*** Material for this task ***

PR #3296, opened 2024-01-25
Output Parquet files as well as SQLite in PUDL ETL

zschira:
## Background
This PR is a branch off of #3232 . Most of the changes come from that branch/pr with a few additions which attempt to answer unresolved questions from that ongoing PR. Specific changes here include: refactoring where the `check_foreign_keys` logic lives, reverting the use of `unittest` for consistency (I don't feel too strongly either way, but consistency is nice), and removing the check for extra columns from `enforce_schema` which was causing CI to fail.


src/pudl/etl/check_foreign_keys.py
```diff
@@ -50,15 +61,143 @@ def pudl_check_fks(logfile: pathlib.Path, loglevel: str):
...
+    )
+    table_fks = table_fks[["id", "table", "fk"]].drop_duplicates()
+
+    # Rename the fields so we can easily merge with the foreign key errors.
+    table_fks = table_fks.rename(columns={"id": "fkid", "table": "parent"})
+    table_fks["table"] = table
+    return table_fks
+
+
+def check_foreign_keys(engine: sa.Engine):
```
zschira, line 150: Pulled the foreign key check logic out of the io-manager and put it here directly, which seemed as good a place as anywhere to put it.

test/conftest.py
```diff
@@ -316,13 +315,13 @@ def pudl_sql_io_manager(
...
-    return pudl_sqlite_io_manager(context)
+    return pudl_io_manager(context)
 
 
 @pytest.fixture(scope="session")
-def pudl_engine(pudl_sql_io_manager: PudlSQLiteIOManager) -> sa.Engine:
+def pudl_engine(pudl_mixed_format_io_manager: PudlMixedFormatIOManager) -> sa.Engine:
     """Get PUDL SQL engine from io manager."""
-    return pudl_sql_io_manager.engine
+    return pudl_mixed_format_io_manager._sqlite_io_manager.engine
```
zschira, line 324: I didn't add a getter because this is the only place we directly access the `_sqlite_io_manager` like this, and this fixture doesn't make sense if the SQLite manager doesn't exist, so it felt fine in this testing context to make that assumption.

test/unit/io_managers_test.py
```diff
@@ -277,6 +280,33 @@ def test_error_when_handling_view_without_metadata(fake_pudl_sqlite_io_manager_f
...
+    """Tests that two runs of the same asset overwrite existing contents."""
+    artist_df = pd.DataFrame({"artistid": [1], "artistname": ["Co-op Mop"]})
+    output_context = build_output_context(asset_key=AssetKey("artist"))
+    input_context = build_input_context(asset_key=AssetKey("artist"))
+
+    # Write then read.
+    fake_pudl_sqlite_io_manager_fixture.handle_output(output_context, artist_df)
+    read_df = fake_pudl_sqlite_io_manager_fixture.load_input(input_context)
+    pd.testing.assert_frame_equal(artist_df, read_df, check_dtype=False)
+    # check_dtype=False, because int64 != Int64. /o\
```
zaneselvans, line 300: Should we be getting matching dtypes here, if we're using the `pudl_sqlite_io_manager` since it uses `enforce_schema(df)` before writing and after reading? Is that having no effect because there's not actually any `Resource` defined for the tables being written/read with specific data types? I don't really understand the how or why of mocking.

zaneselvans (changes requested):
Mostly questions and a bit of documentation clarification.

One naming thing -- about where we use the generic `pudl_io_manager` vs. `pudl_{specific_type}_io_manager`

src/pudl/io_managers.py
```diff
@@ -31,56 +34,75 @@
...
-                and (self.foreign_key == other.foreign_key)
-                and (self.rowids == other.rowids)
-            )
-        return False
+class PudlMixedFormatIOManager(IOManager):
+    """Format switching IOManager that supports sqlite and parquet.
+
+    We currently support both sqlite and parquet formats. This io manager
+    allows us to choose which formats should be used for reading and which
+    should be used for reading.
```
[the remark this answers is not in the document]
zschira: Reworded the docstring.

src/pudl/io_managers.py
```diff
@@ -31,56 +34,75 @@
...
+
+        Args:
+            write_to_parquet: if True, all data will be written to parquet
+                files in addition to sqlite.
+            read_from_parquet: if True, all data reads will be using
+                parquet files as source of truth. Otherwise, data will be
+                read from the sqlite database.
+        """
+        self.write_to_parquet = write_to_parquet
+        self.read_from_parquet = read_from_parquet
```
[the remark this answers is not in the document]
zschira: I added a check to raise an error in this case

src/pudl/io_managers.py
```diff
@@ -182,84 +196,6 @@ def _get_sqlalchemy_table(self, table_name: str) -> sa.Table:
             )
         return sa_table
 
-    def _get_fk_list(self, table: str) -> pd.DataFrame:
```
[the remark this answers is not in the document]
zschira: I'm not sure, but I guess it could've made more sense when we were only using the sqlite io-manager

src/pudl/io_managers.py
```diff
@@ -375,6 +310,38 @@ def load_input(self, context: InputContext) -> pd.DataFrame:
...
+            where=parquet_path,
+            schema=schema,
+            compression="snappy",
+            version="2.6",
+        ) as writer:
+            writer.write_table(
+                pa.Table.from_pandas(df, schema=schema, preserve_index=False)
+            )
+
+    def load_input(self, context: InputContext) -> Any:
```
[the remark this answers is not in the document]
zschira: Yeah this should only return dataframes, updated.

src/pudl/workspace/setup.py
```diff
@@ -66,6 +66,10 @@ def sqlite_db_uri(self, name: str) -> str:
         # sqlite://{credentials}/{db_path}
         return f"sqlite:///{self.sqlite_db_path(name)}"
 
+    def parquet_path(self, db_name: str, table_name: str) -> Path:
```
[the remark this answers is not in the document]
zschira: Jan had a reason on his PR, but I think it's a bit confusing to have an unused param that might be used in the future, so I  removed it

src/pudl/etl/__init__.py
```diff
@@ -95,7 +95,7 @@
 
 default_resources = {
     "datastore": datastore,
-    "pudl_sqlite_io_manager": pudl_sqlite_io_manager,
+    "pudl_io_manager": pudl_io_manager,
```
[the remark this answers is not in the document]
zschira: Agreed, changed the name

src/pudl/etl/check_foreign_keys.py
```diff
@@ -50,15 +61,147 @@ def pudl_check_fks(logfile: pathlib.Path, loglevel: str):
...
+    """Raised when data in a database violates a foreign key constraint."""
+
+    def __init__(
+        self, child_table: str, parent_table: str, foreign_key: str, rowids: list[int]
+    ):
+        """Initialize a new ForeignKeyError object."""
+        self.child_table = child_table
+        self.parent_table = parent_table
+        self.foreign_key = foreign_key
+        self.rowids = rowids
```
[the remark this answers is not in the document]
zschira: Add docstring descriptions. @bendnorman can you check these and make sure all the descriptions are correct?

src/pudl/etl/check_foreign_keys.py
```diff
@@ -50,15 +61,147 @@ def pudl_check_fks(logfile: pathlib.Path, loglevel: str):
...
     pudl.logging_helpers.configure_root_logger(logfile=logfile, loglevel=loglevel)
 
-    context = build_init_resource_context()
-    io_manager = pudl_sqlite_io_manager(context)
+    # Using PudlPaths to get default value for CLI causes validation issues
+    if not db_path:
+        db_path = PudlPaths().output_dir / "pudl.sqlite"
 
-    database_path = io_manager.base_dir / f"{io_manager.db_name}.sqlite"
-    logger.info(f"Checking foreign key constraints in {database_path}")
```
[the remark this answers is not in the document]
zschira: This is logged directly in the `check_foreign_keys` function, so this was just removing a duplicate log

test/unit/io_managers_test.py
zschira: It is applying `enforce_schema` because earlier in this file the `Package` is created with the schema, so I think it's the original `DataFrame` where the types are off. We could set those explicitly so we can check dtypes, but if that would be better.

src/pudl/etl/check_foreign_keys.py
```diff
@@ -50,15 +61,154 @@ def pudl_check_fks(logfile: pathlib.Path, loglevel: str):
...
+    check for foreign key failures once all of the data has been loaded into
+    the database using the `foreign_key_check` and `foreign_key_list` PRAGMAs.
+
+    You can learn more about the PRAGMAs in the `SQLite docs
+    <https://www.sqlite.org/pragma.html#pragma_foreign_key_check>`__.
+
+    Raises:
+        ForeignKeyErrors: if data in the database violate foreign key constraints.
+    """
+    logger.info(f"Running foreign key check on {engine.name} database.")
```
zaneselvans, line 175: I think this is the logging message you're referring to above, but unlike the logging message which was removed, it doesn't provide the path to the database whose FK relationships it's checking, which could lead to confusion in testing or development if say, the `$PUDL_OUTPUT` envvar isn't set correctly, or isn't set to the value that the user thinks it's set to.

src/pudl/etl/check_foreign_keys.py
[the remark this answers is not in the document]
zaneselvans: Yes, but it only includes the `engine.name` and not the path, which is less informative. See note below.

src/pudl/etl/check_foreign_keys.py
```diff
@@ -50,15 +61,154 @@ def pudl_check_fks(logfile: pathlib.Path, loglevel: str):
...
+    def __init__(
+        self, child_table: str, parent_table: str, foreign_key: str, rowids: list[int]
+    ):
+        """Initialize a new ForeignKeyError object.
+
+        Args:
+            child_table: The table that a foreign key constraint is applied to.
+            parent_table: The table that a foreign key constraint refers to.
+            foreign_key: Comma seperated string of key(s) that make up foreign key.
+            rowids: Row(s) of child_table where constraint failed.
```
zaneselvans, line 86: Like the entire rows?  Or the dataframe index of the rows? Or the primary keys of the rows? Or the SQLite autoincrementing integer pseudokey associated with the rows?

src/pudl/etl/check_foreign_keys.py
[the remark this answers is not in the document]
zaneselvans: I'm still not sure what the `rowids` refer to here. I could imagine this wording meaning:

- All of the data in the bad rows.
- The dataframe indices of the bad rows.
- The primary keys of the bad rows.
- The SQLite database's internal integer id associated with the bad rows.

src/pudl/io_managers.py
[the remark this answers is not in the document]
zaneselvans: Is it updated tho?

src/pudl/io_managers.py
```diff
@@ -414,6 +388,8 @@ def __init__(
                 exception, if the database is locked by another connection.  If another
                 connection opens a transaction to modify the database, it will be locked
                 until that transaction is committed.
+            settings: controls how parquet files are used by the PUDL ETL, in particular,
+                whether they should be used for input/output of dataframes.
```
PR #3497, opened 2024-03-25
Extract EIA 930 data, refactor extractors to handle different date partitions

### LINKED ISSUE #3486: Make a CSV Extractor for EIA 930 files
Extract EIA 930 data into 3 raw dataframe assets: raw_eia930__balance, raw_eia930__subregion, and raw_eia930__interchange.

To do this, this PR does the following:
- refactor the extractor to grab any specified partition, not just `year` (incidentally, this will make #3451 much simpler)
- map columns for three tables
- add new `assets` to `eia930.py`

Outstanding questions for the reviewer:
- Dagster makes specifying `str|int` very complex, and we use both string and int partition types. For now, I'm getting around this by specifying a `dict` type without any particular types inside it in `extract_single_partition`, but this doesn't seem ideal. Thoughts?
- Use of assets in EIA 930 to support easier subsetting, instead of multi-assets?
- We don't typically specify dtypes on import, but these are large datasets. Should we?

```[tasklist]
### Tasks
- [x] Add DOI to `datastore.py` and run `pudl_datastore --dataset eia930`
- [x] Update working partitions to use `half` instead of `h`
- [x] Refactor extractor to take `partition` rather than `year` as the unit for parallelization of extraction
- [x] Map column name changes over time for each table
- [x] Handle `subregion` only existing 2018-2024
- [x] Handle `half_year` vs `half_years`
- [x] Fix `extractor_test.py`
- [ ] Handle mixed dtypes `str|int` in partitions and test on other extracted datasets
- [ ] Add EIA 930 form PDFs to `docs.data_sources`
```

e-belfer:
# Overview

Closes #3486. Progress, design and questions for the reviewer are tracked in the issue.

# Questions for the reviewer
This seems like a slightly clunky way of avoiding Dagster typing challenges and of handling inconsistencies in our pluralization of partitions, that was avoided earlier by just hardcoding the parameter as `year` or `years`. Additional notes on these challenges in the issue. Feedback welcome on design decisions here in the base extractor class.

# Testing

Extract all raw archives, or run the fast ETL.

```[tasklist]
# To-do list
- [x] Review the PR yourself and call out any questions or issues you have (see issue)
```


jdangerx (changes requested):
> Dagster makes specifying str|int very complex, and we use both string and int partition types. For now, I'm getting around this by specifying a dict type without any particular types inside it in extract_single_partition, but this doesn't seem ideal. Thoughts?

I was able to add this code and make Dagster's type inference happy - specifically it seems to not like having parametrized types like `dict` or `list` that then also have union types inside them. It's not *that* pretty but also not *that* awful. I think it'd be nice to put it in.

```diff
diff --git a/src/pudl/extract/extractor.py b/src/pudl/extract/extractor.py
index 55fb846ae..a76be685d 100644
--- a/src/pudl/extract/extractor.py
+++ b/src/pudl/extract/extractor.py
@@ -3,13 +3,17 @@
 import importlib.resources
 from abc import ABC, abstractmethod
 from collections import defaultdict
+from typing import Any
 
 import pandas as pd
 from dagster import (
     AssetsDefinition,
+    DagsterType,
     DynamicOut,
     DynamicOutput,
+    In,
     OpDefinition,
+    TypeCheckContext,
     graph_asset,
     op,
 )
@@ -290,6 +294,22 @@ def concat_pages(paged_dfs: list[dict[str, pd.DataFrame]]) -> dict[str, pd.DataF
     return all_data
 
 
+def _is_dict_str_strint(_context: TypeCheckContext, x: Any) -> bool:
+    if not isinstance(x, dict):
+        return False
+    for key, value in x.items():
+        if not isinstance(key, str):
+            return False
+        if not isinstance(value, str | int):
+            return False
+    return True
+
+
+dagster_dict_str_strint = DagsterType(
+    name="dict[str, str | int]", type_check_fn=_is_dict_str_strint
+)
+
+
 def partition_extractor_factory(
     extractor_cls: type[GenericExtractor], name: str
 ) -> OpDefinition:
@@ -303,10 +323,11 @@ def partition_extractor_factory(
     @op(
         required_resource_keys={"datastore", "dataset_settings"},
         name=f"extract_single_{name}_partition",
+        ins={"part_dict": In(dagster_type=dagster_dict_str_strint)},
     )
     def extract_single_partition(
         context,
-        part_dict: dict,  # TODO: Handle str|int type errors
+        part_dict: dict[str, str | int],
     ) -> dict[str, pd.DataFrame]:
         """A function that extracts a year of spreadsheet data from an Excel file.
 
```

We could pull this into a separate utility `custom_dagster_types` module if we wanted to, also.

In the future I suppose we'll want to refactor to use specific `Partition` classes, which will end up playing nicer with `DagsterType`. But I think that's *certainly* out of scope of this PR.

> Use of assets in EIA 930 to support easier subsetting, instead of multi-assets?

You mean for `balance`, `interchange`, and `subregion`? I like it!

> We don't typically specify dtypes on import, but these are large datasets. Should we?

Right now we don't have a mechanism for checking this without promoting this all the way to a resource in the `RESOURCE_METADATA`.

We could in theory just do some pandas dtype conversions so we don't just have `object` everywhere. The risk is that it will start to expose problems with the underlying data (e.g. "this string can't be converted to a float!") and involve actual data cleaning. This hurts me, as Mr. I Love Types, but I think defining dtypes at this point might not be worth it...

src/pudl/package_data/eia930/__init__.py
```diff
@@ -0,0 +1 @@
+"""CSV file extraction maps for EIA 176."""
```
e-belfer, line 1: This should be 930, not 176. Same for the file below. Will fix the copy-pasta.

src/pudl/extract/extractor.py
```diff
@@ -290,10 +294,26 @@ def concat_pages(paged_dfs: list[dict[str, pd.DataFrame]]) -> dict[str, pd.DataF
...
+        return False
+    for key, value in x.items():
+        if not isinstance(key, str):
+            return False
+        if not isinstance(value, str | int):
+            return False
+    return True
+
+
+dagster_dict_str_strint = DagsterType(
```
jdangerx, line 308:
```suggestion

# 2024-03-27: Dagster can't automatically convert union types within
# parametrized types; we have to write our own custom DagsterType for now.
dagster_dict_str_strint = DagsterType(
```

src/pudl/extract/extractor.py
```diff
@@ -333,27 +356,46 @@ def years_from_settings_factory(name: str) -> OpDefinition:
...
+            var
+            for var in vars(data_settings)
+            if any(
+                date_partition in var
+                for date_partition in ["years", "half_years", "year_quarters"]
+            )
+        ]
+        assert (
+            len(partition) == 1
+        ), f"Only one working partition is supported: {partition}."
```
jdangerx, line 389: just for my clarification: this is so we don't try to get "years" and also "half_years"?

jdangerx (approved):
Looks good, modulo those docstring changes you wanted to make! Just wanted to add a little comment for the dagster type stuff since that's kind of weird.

*** End of Material for this task ***

Nothing but a number should be given for this: how many lines in the entries above contain "reviewer"?

Completed exercise
3